Avandia is currently prescribed to just 3,000 patients in the U.S. In 2009 the drug was prescribed 2.7 million times.

Because of FDA restrictions put in place in 2010, patients can now only get the drug after signing a waiver from their doctor indicating that they understand the risks and have tried all other drug options to treat their disease.

Glaxo executives say they believe the drug should remain available for patients with hard-to-treat diabetes, but the company has no plans to resume advertising of the drug.

"I think there are patients who benefit from this drug and I would hope the committee continues to allow Avandia to be prescribed to the right patients," said Glaxo vice president Murray Stewart.

Stewart stressed that Glaxo did not request the panel meeting, which was set up by the FDA.

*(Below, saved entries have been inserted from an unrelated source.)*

Issue #1273, opened 2026-07-16
Make protocol overrides a TypedDict


elinscott:
## The problem

One of the most painful things about writing an aiida workflow that depends on `PwBaseWorkChain`, `PwBandsWorkChain` (or indeed other workchains outside of `aiida-quautumespresso`) is working out the appropriate keys for `overrides` in `get_builder_from_protocol`. `overrides` is a schemaless nested dict that mirrors the workchain's input namespace tree. If you get it wrong, nothing validates its shape, and a misplaced/misspelled key is silently ignored.

## Proposed solution
Make `overrides` `TypedDict`s with `total=False` that mirror each protocol builder's expected `overrides` tree, e.g. for `PwBaseWorkChain`:

```python
class PwParametersOverrides(TypedDict, total=False):
    CONTROL: dict[str, Any]
    SYSTEM: dict[str, Any]
    ELECTRONS: dict[str, Any]
    # ...

class PwCalculationOverrides(TypedDict, total=False):
    parameters: PwParametersOverrides
    pseudos: dict[str, Any]
    metadata: dict[str, Any]
    # ...

class PwBaseOverrides(TypedDict, total=False):
    pw: PwCalculationOverrides
    kpoints_distance: float
    pseudo_family: str
    clean_workdir: bool
    # ...
```

and annotate `get_builder_from_protocol(..., overrides: PwBaseOverrides | None = None)`.

Runtime behavior is unchanged — `TypedDict` is a plain `dict` at runtime and `total=False` keeps every key optional, so existing untyped callers keep working and no validation cost is added. But now mypy/pyright will flag misspelled and misplaced keys in downstream code, and IDEs can autocomplete.

### Avoiding a second source of truth
These mirrors of the input namespace would be a duplicate of the process spec and would drift as ports are added or renamed. Two ways to keep the spec authoritative:

- **Drift-guard tests**: one test per overrides TypedDict asserting its keys are a subset of the corresponding workchain's `spec().inputs` port names plus builder-consumed protocol keys
- **Generation from the spec**: derive the TypedDicts from `WorkChain.spec()` — either a small script committed alongside the types and run in CI in `--check` mode (regenerate-and-diff, the same contract as formatters), or a build-time codegen step. The spec stays the single source of truth.

## Route forward
If maintainers are open to this, I'd be glad to contribute the PR.

elinscott:
@t-reents @Minotakm @mbercx @giovannipizzi interested in your thoughts on this

[...]

PR #1274, opened 2026-07-16
✨ Typed `overrides` for `get_builder_from_protocol`

elinscott:
This PR adds `TypedDict` definitions describing the nested `overrides` mapping accepted by `get_builder_from_protocol`, so that callers get editor autocompletion and static type-checking for what is otherwise an untyped, deeply-nested `dict`. This PR introduces the scheme for `PwBaseWorkChain` and `PwBandsWorkChain`; the remaining work chains can follow the same pattern in later PRs.

Partially addresses #1273

## Changes
A new module `src/aiida_quantumespresso/workflows/protocols/overrides.py` defines `total=False` `TypedDict`s that mirror the overrides tree.

The two `get_builder_from_protocol` signatures are annotated `overrides: PwBaseOverrides | None = None` and `overrides: PwBandsOverrides | None = None` respectively.

The `TypedDict`s carry no runtime behaviour — they are ordinary `dict`s at runtime and the builder logic is untouched. Existing `overrides={...}` call sites keep working exactly as before.

## Drift guards

Because these types duplicate information that already lives in each work chain's `spec()`, they can rot. `tests/workflows/protocols/test_overrides.py` asserts, for each `TypedDict`, that its keys are **equal** to the corresponding `spec().inputs` port names, **plus** a small, explicitly-declared set of "builder-consumed" keys — protocol keys such as `meta_parameters` and `pseudo_family` that `get_builder_from_protocol` reads directly (`inputs.pop(...)`) without exposing them as input ports — **minus** the few ports the builder always sets from its own `code`/`structure` arguments. Each nested namespace is checked against its own sub-spec: `pw`, the top-level `scf`/`bands`, and the `scf.pw`/`bands.pw` sub-namespaces.

Because `PwBandsWorkChain` excludes `clean_workdir` from `scf`/`bands` and `pw.parent_folder` from `bands`, those namespaces use narrowed `TypedDict`s rather than the full `PwBaseOverrides`, and the sub-spec guards lock that narrowing in.

The `pw.parameters` namelist keys are guarded only against a second hand-maintained copy — there is no authoritative in-repo list of every `pw.x` namelist — with the namelists QE dispatches by calculation type additionally checked against the plugin's `_automatic_namelists`. If a future spec change removes or renames a port, the matching test fails until the `TypedDict` is updated.

## Notes for maintainers

On the single-source-of-truth question raised in #1273 this implementation keeps things hand-written rather than generating types from the `spec` at runtime (which wouldn't give static checkers anything to see). Happy to revisit the generation approach if preferred.

### DIFF
--- a/src/aiida_quantumespresso/workflows/protocols/overrides.py
+++ b/src/aiida_quantumespresso/workflows/protocols/overrides.py
@@ -1,0 +1,100 @@
+"""Typed dictionaries describing the ``overrides`` accepted by ``get_builder_from_protocol``.
+
+These ``TypedDict`` definitions mirror the nested ``overrides`` mapping that each work chain's
+``get_builder_from_protocol`` recursively merges onto the protocol defaults. They exist purely to
+provide editor autocompletion and static type checking for callers; they carry no runtime behaviour
+and the builder logic remains unchanged whether or not they are used.
+
+To keep them from silently drifting away from the work chain input specs, the keys of each
+``TypedDict`` are asserted to be *equal* to the corresponding ``spec().inputs`` port names (plus a
+small set of "builder-consumed" keys that the protocol logic reads directly without exposing them as
+input ports, minus an explicit set of ports the builder always overwrites from its own arguments) in
+``tests/workflows/protocols/test_overrides.py``. Equality (rather than a one-sided subset) means the
+guard fires in both directions: an orphaned typed key *and* a newly added upstream port that the
+``TypedDict`` is missing both break the test.
+"""
+
+from __future__ import annotations
+
+from typing import Any, TypedDict
+
+
+class PwParametersOverrides(TypedDict, total=False):
+    """Overrides for the ``pw.parameters`` Quantum ESPRESSO namelists.
+
+    The keys are the QE ``pw.x`` namelist names; the values are free-form mappings of namelist
+    keyword to value. This enumerates the full ``pw.x`` namelist set so that any namelist a caller
+    may legitimately merge in through the ``overrides`` is autocompleted.
+    """
+
+    CONTROL: dict[str, Any]
+    SYSTEM: dict[str, Any]
+    ELECTRONS: dict[str, Any]
+    IONS: dict[str, Any]
+    CELL: dict[str, Any]
+    FCP: dict[str, Any]
+    RISM: dict[str, Any]
+
+
+class PwCalculationOverrides(TypedDict, total=False):
+    """Overrides for the ``pw`` namespace of ``PwBaseWorkChain`` (the ``PwCalculation`` inputs).
+
+    ``code`` and ``structure`` are deliberately omitted: the builder always sets them from its own
+    ``code``/``structure`` arguments, so an override there would be ignored (see the drift-guard's
+    ``INTENTIONALLY_UNTYPED`` set).
+    """
+
+    parameters: PwParametersOverrides
+    pseudos: dict[str, Any]
+    metadata: dict[str, Any]
+    settings: dict[str, Any]
+    parallelization: dict[str, Any]
+    monitors: dict[str, Any]
+    hubbard_file: Any
+    parent_folder: Any
+    remote_folder: Any
+    vdw_table: Any
+
+
+class PwMetaParameters(TypedDict, total=False):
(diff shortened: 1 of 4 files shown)


t-reents:
I checked the changes and also tested them and don't have any further requests. 

While I'm in principle in favor of the generation approach to avoid the manual implementation (which is not even a problem in the era of Claude :D), I definitely see the point of static type checkers, which I would also consider as more important. Hence, I'm fine with the implementation as is.

If there is nothing else from your side, I'd approve and merge. As you said, we can easily extend it to other `WorkChains` in follow-up PRs.

elinscott:
Thanks @t-reents! I just had a second look at this and make a few superficial tweaks:

- Rename to delinate more clearly from the Calculation overrides:
  - `PwBaseOverrides` → `PwBaseProtocolOverrides`
  - `PwBandsOverrides` → `PwBandsProtocolOverrides`
- Fold the eight drift guard tests into one parametrized test

Ready for you to review/approve/merge when you are.

t-reents:
I'm fine with your latest changes and agree with the naming etc. 

However, I actually noticed an issue now – which is a general problem but related. You correctly added all the ports to the overrides, such as `monitors` or `on_unhandled_failure` etc. The problem is that the `get_builder_from_protocol` only explicitly sets specific inputs, so those overrides never get passed to the actual builder:

https://github.com/aiidateam/aiida-quantumespresso/blob/d890a83e1305c773b8816a78ffc230ce7421cf19/src/aiida_quantumespresso/workflows/pw/base.py#L315-L331

Hence, the IDE will suggest those overrides as valid overrides but they are never passed to the actual builder. 

1. This behavior should be fixed, probably in a separate PR first, i.e., correctly supporting also those keys (btw, the same applies to the `vdw_table`, the `hubbard_file` and potentially more). 
2. I was thinking whether it would make sense to have another test that actual checks that the overrides specified in your `TypedDict`s are correctly forwarded to the actual builder, i.e., to avoid such cases in the future.

elinscott:
> However, I actually noticed an issue now – which is a general problem but related. You correctly added all the ports to the overrides, such as `monitors` or `on_unhandled_failure` etc. The problem is that the `get_builder_from_protocol` only explicitly sets specific inputs, so those overrides never get passed to the actual builder:
> 
> https://github.com/aiidateam/aiida-quantumespresso/blob/d890a83e1305c773b8816a78ffc230ce7421cf19/src/aiida_quantumespresso/workflows/pw/base.py#L315-L331
> 
> Hence, the IDE will suggest those overrides as valid overrides but they are never passed to the actual builder.
> 
> 1. This behavior should be fixed, probably in a separate PR first, i.e., correctly supporting also those keys (btw, the same applies to the `vdw_table`, the `hubbard_file` and potentially more).
> 2. I was thinking whether it would make sense to have another test that actual checks that the overrides specified in your `TypedDict`s are correctly forwarded to the actual builder, i.e., to avoid such cases in the future.

Hmmm, having overrides silently ignored is very bad. Naive question: wky does the builder need to handle each keyword by hand? Can't we somehow recursively iterate over `inputs` without having to enumerate each key?

elinscott:
Would definitely be amenable to adding a series of tests that checks that every possible ovverides key gets set appropriately.

t-reents:
>Naive question: wky does the builder need to handle each keyword by hand? Can't we somehow recursively iterate over inputs without having to enumerate each key?

I was wondering the same, and the original implementation was done much earlier, so I also don't know the initial motivation (or potential limitations back then). One way to argue could be that the motivation of the `get_builder_from_protocol` is just a convenient wrapper to get a pre-populated builder. Afterwards, the user can still modify and set every input that is available in the builder. Also, when reading the docstring of the `get_builder_from_protocol`:

https://github.com/aiidateam/aiida-quantumespresso/blob/d890a83e1305c773b8816a78ffc230ce7421cf19/src/aiida_quantumespresso/workflows/pw/base.py#L177

One could literally interpret it that it's only intended to override the keys exposed/pre-populated by the protocol. However, this is not even true in the current implementation, as the method also sets and overrides the `settings`, even though that key is not specified in the protocol.
As I said, this was just an attempt to understand why it was potentially done in this way.

In any case, I agree that one would ideally just iterate over all the inputs and populate the underlying builder – so happy to follow that approach.

Pinging @mbercx as he might still have some comments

"We were phoned up earlier in the year and told they were having an advisory meeting and that GSK should present," Stewart said.

Wall Street analysts have dubbed the meeting a "non-event" from a financial perspective, since Glaxo's stock price long ago absorbed the impact of the Avandia controversy.

Last July Glaxo plead guilty to failing to report safety problems with Avandia to government officials over a seven-year period. The guilty plea was part of a larger $3 billion settlement with the Department of Justice for various criminal and civil violations involving 10 Glaxo drugs.

In November, the company paid $90 million to settle allegations from 38 state governments that the company misrepresented the risks of Avandia.

The company has also settled tens of thousands of personal injury lawsuits filed by Avandia patients, though it has never specified the exact number. Last month there were 3,750 cases pending before U.S. District Court Judge Cynthia Rufe in Philadelphia, where various Avandia cases from around the country have been consolidated.

U.S. shares of GlaxoSmithKline PLC rose 64 cents to $52.41 in midday trading Monday. They traded as high as $54 last Tuesday and are up almost 25 percent from their 52-week low of $41.68 last November.